Drug Crazed Haze: The Final Chapter
I love spring. Spring makes the world turn green again. I live to be green again. I used to see the entire world as green, but I grew up. Now the world looks brown. But it isn’t the world’s fault. It’s mine. I let my world turn brown. I let the brilliant bright colors in my life fade to gray. I’m a gray man. I have no future. I always thought that I might die young. And I keep getting older. What a disappointment.
You know the real baseball season starts next week. And it’s still chilly here like every year. I look forward to the sun being out longer. I haven’t walked in the park in months. I hear people outside my window. I used to be so paranoid. I can’t get over the thought of walking away. My lungs keep expanding and collapsing. I heard there’s a new word born everyday. I feel for the children without shelter. Two plus two equals four. How did we get to this point? Who decided that 2 was 2 and it equals something called four. I declare 2, huggymass. Huggymass rankdaisle huggymass frankenguice muglemagley. You see. You see.
What if a man was religious and he believed in something called Christ. And the religion this Christ was associated with disliked men who associated with men in sexual terms. Would that religion permit that man to commit to another man in the eyes of that Christ associated with that religion? What if the terms could not be disassociated, the feelings disconnected? Would that man be right in his commitment to the religious group he has so long affiliated himself with? Is it prudent? Is it healthy?
I love donuts. I believe I have the right to eat. If I could I would disassociate with law, with law that disregards my right to fullness. Why should I starve on truth that disregards my health. Shouldn’t I find reason to consider the truth, false? If my lungs burn from the air, should I not have the right to suffocate? If death, hell is an option, might I be permitted to partake of it? I have never smelled a rose so sweet.
Who says what?

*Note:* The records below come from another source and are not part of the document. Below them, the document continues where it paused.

PR #63, opened 2023-04-04
[LD-60] Add missing tests in PullRequestRepositoryImpTest

kezc:
### Description
Added missing test for failure path and getting current user pull requests

### DIFF
--- a/app/src/test/java/com/appunite/loudius/domain/PullRequestRepositoryImpTest.kt
+++ b/app/src/test/java/com/appunite/loudius/domain/PullRequestRepositoryImpTest.kt
@@ -42,7 +42,7 @@ class PullRequestRepositoryImpTest {
 
     private val pullRequestDataSource = spyk(FakePullRequestDataSource())
     private val userDataSource: UserDataSource = mockk {
-        coEvery { getUser() } returns Result.success(User(1, "user1"))
+        coEvery { getUser() } returns Result.success(Defaults.currentUser())
     }
     private val repository = PullRequestRepositoryImpl(pullRequestDataSource, userDataSource)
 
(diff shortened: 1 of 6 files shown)


app/src/test/java/com/appunite/loudius/domain/PullRequestRepositoryImpTest.kt
```diff
@@ -46,35 +50,48 @@ class PullRequestRepositoryImpTest {
     inner class GetReviewsFunctionTest {
 
         @Test
-        fun `GIVEN correct values WHEN get reviews THEN return result with reviews excluding ones from current user`() =
+        fun `GIVEN correct pull request data WHEN getting reviews THEN return result with reviews excluding ones from current user`() =
             runTest {
-                val actual = repository.getReviews("example", "example", "correctPullRequestNumber")
+                val pullRequestNumber = "correctPullRequestNumber"
```
jacek-marchwicki, line 54: question: why do you extract this variable: `val pullRequestNumber = "correctPullRequestNumber"`  ithink it makes harder to understand this test.

app/src/test/java/com/appunite/loudius/domain/PullRequestRepositoryImpTest.kt
```diff
@@ -85,28 +102,98 @@ class PullRequestRepositoryImpTest {
...
                 "@ExampleUser",
             )
 
-            val expected = Result.success(Unit)
+            assertEquals(Result.success(Unit), actual)
+        }
 
-            assertEquals(expected, actual)
+        @Test
+        fun `GIVEN incorrect pull request number WHEN notifying THEN return success result`() = runTest {
```
jacek-marchwicki: chore: oops `incorrect pull request` -> `return success result`

app/src/test/java/com/appunite/loudius/domain/PullRequestRepositoryImpTest.kt
```diff
@@ -85,28 +102,98 @@ class PullRequestRepositoryImpTest {
...
         }
-        // TODO: Write tests with failure cases
     }
+
+    @Nested
+    inner class GetPullRequestsForUserTest {
+        @Test
+        fun `GIVEN logged in user WHEN getting user's pull requests THEN return pull requests`() =
+            runTest {
+                coEvery { userDataSource.getUser() } returns Result.success(
```
jacek-marchwicki, line 169: suggestion: I think by default the mock recurs correct data. You don't need to mock it.

jacek-marchwicki (approved):
lgtm

app/src/test/java/com/appunite/loudius/domain/PullRequestRepositoryImpTest.kt
kezc: I did it because I thought an explicit 'GIVEN' part would more clearly show what is the difference between the tests

app/src/test/java/com/appunite/loudius/domain/PullRequestRepositoryImpTest.kt
kezc: I have added a big commit now, where I introduce to tests `currentUser`. I've talked to Krzysztof and we think that it might get hard to control many different fakes/make them work together if we keep using different names for the current user, e.g. `user1`, `exampleUser`.

Starting from now I would suggest setting the username of the currently logged-in user as `currentUser`, so it's consistent across the tests. If you agree, I will add it to the working agreement and make a message on Slack.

The truth is reformed, reshaped by persuasion of its believers. There was a leaf that was dead and lay on the ground and the wind blew it across a field and it had no seeds to plant. So, it died. Survival of the fittest. Transformation. Those that can not adapt will perish. They all will fall by and disappear. Adapt. Adaptation. Redefinition. Reformation. And there goes new truth.
Go back. Or redefine. Take back. Retrace. Old steps. Equals death. Christ is not truth. Christ is rebirth, redefinition. Phoenix. Change. The more things change, the more things remain the same. There is no such thing as linear thought. There is only spatial thought, thought defined my space, length, measurement. Space can not be backtracked.
You pace about the floor. You walk about the same space, and yet each step between step is different from the step taken before. It looks the same, but it’s completely different. The home you leave in the morning is not the home you come to at night. It has changed and you do not even notice. It is somewhere different. You were able to measure your way back. But where you went to is where you started from, and where you started from is completely different from where you last stood. You are not where you began. Where you sleep is not where you wake up. It never was.
You can never go home again. You can never go back to the beginning. You would have to be faster than truth. You would have to be greater than reality. To survive, one must learn to adapt. One must learn to redefine reality. That is the Passion of Redefinition. The Passion of Reformation. The Passion of Rededication. Redefinition of the truth. You can never take the same path twice. Renewal.